## Saved entries

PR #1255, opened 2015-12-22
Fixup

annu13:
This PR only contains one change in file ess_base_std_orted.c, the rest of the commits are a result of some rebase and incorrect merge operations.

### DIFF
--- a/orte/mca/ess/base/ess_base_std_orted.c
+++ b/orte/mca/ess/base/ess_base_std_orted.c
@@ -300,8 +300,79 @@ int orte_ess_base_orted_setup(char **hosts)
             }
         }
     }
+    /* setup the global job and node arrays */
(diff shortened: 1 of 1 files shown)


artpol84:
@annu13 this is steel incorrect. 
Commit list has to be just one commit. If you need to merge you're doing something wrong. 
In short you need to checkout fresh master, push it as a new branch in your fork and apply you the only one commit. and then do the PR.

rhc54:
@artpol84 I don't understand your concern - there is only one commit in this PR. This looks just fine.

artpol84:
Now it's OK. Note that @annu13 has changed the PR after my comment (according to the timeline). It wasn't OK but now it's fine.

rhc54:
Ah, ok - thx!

## WHAT TO WORK ON
Using the records above, say how many lines include the string "merge". Only the number is wanted.

## SOLVED PROBLEM
2